On the web, they almost always request their crappy 2FA which is via text or email, and I do not stay signed in ever either, as well as being logged out after 10 minutes of activity.

What irks me is their 2FA, they have no other options besides email or text, the least secure options of all 2FA methods...

But being signed out everytime, I'm not sure I see it as that much of a hassle, and I kind of appreciate that if someone can unlock my computer or phone, they cannot open my bank account just because I was logged in 30 minutes ago...

[–] [email protected] 1 points 6 months ago

Exactly, the 2FA recourse usually affects browsers and not apps. And comes on top of the password or PIN, rather than replacing it. Which seems like discrimination. And it's not even secure, as you say.

This all feels very convenient. Like a subtle form of abuse, in the name of security, to push people away from the only platform where they have any serious chance of privacy.

The arguments about the insecurity of the browser context have some merit in the aggregate, but in the end all these considerations are relative to the individual user. Which makes the discrimination a form of collective punishment that might have a legal redress.

[–] [email protected] 1 points 6 months ago

People tend to sign in and forget about it on computers, which are more often shared devices compared to mobile devices.
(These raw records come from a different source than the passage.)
PR #570, opened 2019-05-17
Fix case issue within chipsec_tools LZMA directory name

BrentHoltsclaw:


BrentHoltsclaw:
@ErikBjorge I'm unable to reproduce the ci failure on a real system, how do you want to proceed?

PR #574, opened 2019-05-20
Add signed guid Certificate RSA2048/SHA256 support to UEFI decompress

BrentHoltsclaw:


frinzell:
Looks good.  Just needs copyright updates.

hughsie:
@BrentHoltsclaw can I ask what exactly these signatures represent? I'm unable to test this as the branch needs rebasing with recent fixes in master for the LVFS. I know there are a few people interested in "who signed these FV's" both in government and industrial fields.

ErikBjorge:
These specific GUIDs that indicate that a section is signed using a specific process.  The sections should be verified by the section extraction support in the firmware prior to use.  Just normal signature verification support.  Similar support exists for firmware volumes.

The reason we are adding it to CHIPSEC is that CHIPSEC would not extract the contents of these sections.  This caused us to not extract drivers from these sections and provide an incomplete inventory of the different firmware volume sections.

Currently we are just correctly identifying the section and extracting the contents.  In the future we could also verify the contents of these sections as well.  If PKCS7 is used we can even extract additional information.  I think all of this support will move us closer to being able to see who signed the contents and with what method.  It will also help us determine what content is not signed.  It will not help us determine if the content is correctly verified on boot or flash update.

All of this information can be found in the PI Specification or in the section extraction support in the SecurityPkg of EDKII.  I prefer code first and then documentation but it is up to you.

Source Example:
SecurityPkg\Library\DxeRsa2048Sha256GuidedSectionExtractLib\DxeRsa2048Sha256GuidedSectionExtractLib.c

PI Specification can be found here https://uefi.org/specifications (1.7 is the latest)
Volume 3 has the data you will want to look at.
* 3.2.1.1 - EFI Signed Firmware Volumes
* 3.2.5 - EFI Signed Sections

I hope this helps a little.  If I missed the point please let me know and I will try again to answer your question.

hughsie:
I get this when using `./chipsec_util.py uefi decode firmware.bin -n`:

      File "/home/hughsie/Code/chipsec/chipsec/hal/spi_uefi.py", line 245, in __str__
        if self.Comments: _s += "Comments {}".format(self.Comments)
    AttributeError: 'EFI_SECTION' object has no attribute 'Comments'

That's one reason they might relax restrictions on mobile vs desktop.

[–] [email protected] 7 points 6 months ago (1 children)

A ton of these requirements are due to regulatory requirements for securing access to accounts at the state and/or federal level.
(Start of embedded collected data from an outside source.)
PR #578, opened 2019-05-27
C60X,C61X,C620 PCH updates

frinzell:
Requires PR #566 
- Update C60X PCH configuration to support dynamic BUS support
- Update C61X PCH configuration to support dynamic BUS support
- Update C620 PCH configuration to support dynamic BUS support

### DIFF
--- a/chipsec/cfg/pch_c620.xml
+++ b/chipsec/cfg/pch_c620.xml
@@ -39,7 +39,7 @@ XML configuration file for
   <!--                                      -->
   <!-- #################################### -->
   <io>
-    <bar name="ABASE"      register="ABASE"    base_field="BA"    size="0x100" desc="ACPI Base Address"/>
+    <bar name="ABASE"      register="ABASE"    base_field="Base"  size="0x100" desc="ACPI Base Address"/>
     <bar name="PMBASE"     register="ABASE"    base_field="BA"    size="0x100" desc="ACPI Base Address"/>
     <bar name="TCOBASE"    register="TCOBASE"  base_field="TCOBA" size="0x20"  desc="TCO Base Address"/>
 
@@ -122,6 +122,7 @@ XML configuration file for
       <field name="SMM_BWP"  bit="5" size="1" desc="SMM BIOS Write Protection" />
       <field name="BBS"      bit="6" size="1" desc="Boot BIOS Strap" />
       <field name="BILD"     bit="7" size="1" desc="BIOS Interface Lock Down"/>
+    </register>
 
     <!-- ~~~~~~~~~~~~~~~~~~~~~~~~~~~~ -->
     <!-- MMIO registers               -->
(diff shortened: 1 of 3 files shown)


chipsec/cfg/pch_c620.xml
```diff
@@ -55,62 +59,69 @@ XML configuration file for
...
+    <register name="P2SB_HIDE"  type="pcicfg" device="P2SBC" offset="0xE1" size="1" desc="P2SB Configuration Register hide-unhide">
+      <field name="HIDE" bit="0" size="1" desc="Hide SBREG_BAR"/>
+    </register>
 
     <!-- Power Management Controller -->
-    <register name="ABASE" type="pcicfg" bus="0" dev="0x1f" fun="2" offset="0x40" size="4" desc="ACPI Base Address">
+    <register name="ABASE"       type="pcicfg" device="PMC" offset="0x40" size="4" desc="ACPI Base Address">
+      <field  name="Base" bit="8" size="24" desc="Base Address"/>
       <field name="STYPE" bit="0" size="1" desc="Space Type (always 1 - I/O space)"/>
-      <field name="BA"    bit="8" size="8" desc="Base Address"/>
```
iherna2: I think we need to keep the Base Address around, otherwise we are rendering the accesses to the BAR based registers useless

chipsec/cfg/pch_c620.xml
```diff
@@ -55,62 +59,69 @@ XML configuration file for
...
-    <register name="BC" type="pcicfg" bus="0" dev="0x1F" fun="5" offset="0xDC" size="4" desc="BIOS Control">
+    <register name="BC" type="pcicfg" device="SPI" offset="0xDC" size="4" desc="BIOS Control">
       <field name="BIOSWE"   bit="0" size="1" desc="BIOS Write Enable" />
       <field name="BLE"      bit="1" size="1" desc="BIOS Lock Enable" />
       <field name="SRC"      bit="2" size="2" desc="SPI Read Configuration" />
       <field name="TSS"      bit="4" size="1" desc="Top Swap Status" />
       <field name="SMM_BWP"  bit="5" size="1" desc="SMM BIOS Write Protection" />
       <field name="BBS"      bit="6" size="1" desc="Boot BIOS Strap" />
       <field name="BILD"     bit="7" size="1" desc="BIOS Interface Lock Down"/>
-    </register>
```
iherna2: This will make the xml file useless

chipsec/cfg/pch_c620.xml
frinzell: It's there, just named "Base" plus the size attribute is now fixed.   This aligns with what is in common.xml and what it overrides in the CPU xml for this platform.

chipsec/cfg/pch_c620.xml
frinzell: That should be there.

chipsec/cfg/pch_c620.xml
iherna2: I see that, then what we need to fix is the ABASE bar definition as it is pointing to field BA which is non-existent

Issue #557, opened 2019-05-10
chipsec_util spd detect doesn't print the detected SPDs without verbose flag


wrffrz:
Running "chipsec_util.py spd detect" doesn't actually print out the results of any SPDs that were detected unless you include the verbose flag, which results in way more detail than most people want.

> $ sudo python chipsec_util.py spd detect
> 
> ################################################################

Requirements are then interpreted by each financial institution and implemented by different teams. It's most likely due to the fact that a desktop is assumed to be more likely to be a shared device, while a phone/tablet is most likely to be a personal device, which is password/bio-metrics protected.
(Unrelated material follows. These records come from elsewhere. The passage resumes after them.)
PR #596, opened 2019-06-06
Fix SPD/SMBus related issues

ErikBjorge:
Fix exception when 'ecc' variable is not initialized due to DIMM detection issues.
Add the ability to do a software reset of the SMBus.

### DIFF
--- a/chipsec/hal/smbus.py
+++ b/chipsec/hal/smbus.py
@@ -105,6 +105,13 @@ class SMBus(hal_base.HALBase):
         cmd = self.cs.read_register( 'SMBUS_CMD' )
         if 0 == (cmd & 0x1): self.cs.write_register( 'SMBUS_CMD', (cmd|0x1) )
 
+    def reset_SMBus_controller(self):
+        reg_value = self.cs.read_register('SMBUS_HCFG')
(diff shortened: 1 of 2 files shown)


chipsec/hal/smbus.py
```diff
@@ -105,6 +105,13 @@ def enable_SMBus_host_controller( self ):
         cmd = self.cs.read_register( 'SMBUS_CMD' )
         if 0 == (cmd & 0x1): self.cs.write_register( 'SMBUS_CMD', (cmd|0x1) )
 
+    def reset_SMBus_controller(self):
+        reg_value = self.cs.read_register('SMBUS_HCFG')
+        self.cs.write_register('SMBUS_HCFG', reg_value | 0x08)
+        for i in range(SMBUS_POLL_COUNT):
+            if (self.cs.read_register('SMBUS_HCFG') & 0x08) == 0:
+                return True
```
frinzell: Probably won't see an issue reading multiple times like this but using a slight delay might be better.

ErikBjorge: The delay in performing the I/O should be enough in this case.

PR #51, opened 2017-05-12
Simplify .gitignore for C tests

DaoWen:


DaoWen:
We weren't ignoring the `boot0` or `deadlock0` test binaries. The more general wildcards make it so we won't need to modify the .gitignore when adding new tests unless the prefix is totally new.

budimlic:
What happened to *.dSYM?

DaoWen:
> What happened to *.dSYM?

It's no longer needed since `async0.dSYM` is covered by the `async*` rule, etc.

budimlic:
Gotcha. I would only add another rule for not excluding .h files (which we currently don't have in the test directory, but might in the future)

test/c/.gitignore
```diff
@@ -1,20 +1,8 @@
...
-forasync2DRec
-forasync3DCh
-forasync3DRec
+async*
+boot*
+deadlock*
+future*
+finish*
+forasync*
+!*.[ch]
```
DaoWen, line 8: Now we exclude `*.c` and `*.h` files from being ignored.

agrippa:
Looks good to me. @budimlic can merge once he signs off.

PR #52, opened 2017-05-16
Remove disabled feature code

### LINKED ISSUE #24: Delete is_async_any_type field of struct _hclib_task_t in hclib-task.h

DaoWen:
Delete unused code that previously supported CUDA, UPC and SHMEM.

Closes #24.


inc/hclib-async.hpp
```diff
@@ -100,19 +99,19 @@ struct LambdaFutureWrapper<T, void> {
...
- * name to async_at_hpt.
- */
 template <typename T>
 inline void async(T &&lambda) {
     MARK_OVH(current_ws()->id);
     typedef typename std::remove_reference<T>::type U;
     hclib_async(lambda_wrapper<U>, new U(lambda), nullptr, nullptr, nullptr, 0);
 }
 
+/*
```
agrippa: I'd vote for deleting this comment entirely, since the rationalization is talking about HabaneroUPC++ which this code removes.

inc/hclib-place.h
```diff
@@ -48,10 +44,6 @@ typedef struct place_t {
 	int level; /* Level in the HPT tree. Logical root is level 0. */
 	int nChildren;
 	short type;
-#ifdef HC_CUDA
```
agrippa, line 51: Delete NVGPU_PLACE, AMGPU_PLACE, FPGA_PLACE, PGAS_PLACE in place_type_t above too?

inc/hclib-place.h
```diff
@@ -87,32 +79,9 @@ extern void *hclib_allocate_at(place_t *pl, size_t nbytes, int flags);
...
-        void *src, size_t nbytes, hclib_future_t **future_list,
-        void *user_arg, hclib_promise_t *out_promise);
-extern hclib_promise_t *hclib_async_memset(place_t *pl, void *ptr, int val,
-        size_t nbytes, hclib_future_t **future_list, void *user_arg);
-extern void hclib_async_memset_helper(place_t *pl, void *ptr, int val,
-        size_t nbytes, hclib_future_t **future_list, void *user_arg,
-        hclib_promise_t *out_promise);
-#endif
-
 inline short is_cpu_place(place_t * pl) {
```
agrippa, line 82: Is this used anywhere today? Seems like with these changes it would always return true, so maybe it can be deleted too?

src/hclib-hpt.c
```diff
@@ -287,181 +244,6 @@ inline void init_hc_deque_t(hc_deque_t *hcdeq, place_t *pl) {
...
-    hclib_promise_t *promise = hclib_promise_create();
-    hclib_async_memset_helper(pl, ptr, val, nbytes, future_list, user_arg,
-                              promise);
-    return promise;
-}
-#endif
-
 static const char *MEM_PLACE_STR   = "MEM_PLACE";
 static const char *CACHE_PLACE_STR = "CACHE_PLACE";
 static const char *NVGPU_PLACE_STR = "NVGPU_PLACE";
```
agrippa, line 249: Delete unused place strings here?

src/hclib-runtime.c
```diff
@@ -216,13 +168,8 @@ void hclib_entrypoint() {
      */
     hclib_global_init();
 
-#ifdef HC_COMM_WORKER
-    const int have_comm_worker = 1;
-#else
-    const int have_comm_worker = 0;
-#endif
     // init timer stats
-    hclib_initStats(hclib_context->nworkers, have_comm_worker);
```
agrippa, line 225: Looks like we can delete this second parameter too, and the static have_comm_worker in hclib-timer.c

agrippa (commented):
Just a few comments, otherwise looks great!

inc/hclib-async.hpp
DaoWen: I left the comment because it explains the rational weird name: `async_at_hpt`. I think we should leave it until we do something about the confusing name. The "at_hpt" suffix makes it sound like it takes an HPT argument rather than a place.

DaoWen: I'll clarify the comment (noting that the HCUPC++ function doesn't exist anymore) and mark it with a FIXME while I'm addressing the other comments).

agrippa: Sure, I think my concern is now that HUPC++ is ripped out of the code base this comment/rationale doesn't make any sense anymore because it lacks context. I would be okay with renaming this API as part of this commit (e.g. async_at_place), but I also don't really understand why we need comments talking about how much someone in the past subjectively disliked a particular API name. It's not great, but it's not bad enough that anyone has felt really motivated to change it in the last year.

inc/hclib-place.h
DaoWen: My goal with this patch was to remove the majority of the dead feature code that's cluttering up the codebase. While these types aren't used in the runtime anymore, they *are* used by the `hwloc_to_hpt` tool. I don't want to start messing with `hpt.dtd` in this commit. If you want to follow up with a commit that fixes all of those loose ends, I'd be fine with that—but I think you want to dump the XML descriptions in favor of your JSON machine description format somewhere down the road anyway, so maybe we can just leave the HPT's XML description as-is until we retire it.

agrippa: Okay, that sounds reasonable to me.

agrippa:
This pull request looks good to me, @budimlic 's turn to review and then merge.

budimlic (approved):
Looks good. Thanks for doing this, Nick!

PR #55, opened 2017-05-18
Fix C includes for C++ headers

DaoWen:
C headers should be included from inside the `extern "C"` block.


agrippa:
LGTM. Was there a particular compiler that triggered some errors, leading to this fix?

DaoWen:
I added a function prototype to one of the headers when I was working on something else, and that resulted in a warning about linkage mismatch (C vs C++).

As for security around a browser: if you look at how phishing/hacking attacks happen on a desktop computer, if you can be tricked into launching an virus, it can copy all of your browser cookies and login sessions to the attacker, then they can duplicate your browser session. If you have an unlimited login for a financial institution, then they now have a logged in session for your bank.

https://www.reliaquest.com/blog/browser-credential-dumping/

So if you add up all that, then they're more likely to allow long term login sessions on an application that they control than on a desktop/web browser that they don't.

[–] [email protected] 1 points 6 months ago

Fair enough, but "regulatory requirements" can be a symptom as well as a cause. Bad rules are there for the changing.

So if you add up all that, then they’re more likely to allow long term login sessions on an application that they control than on a desktop/web browser that they don’t.

Again, all true. But this is all just probabilistic, as someone else said. A properly secured browser on a locked down machine can be much more secure than an outdated Android stack in the hands of the kind of person who falls victim to scams.

Here, the effect of "assumptions" is to undermine software freedom and privacy. That feels like a problem that needs a better fix.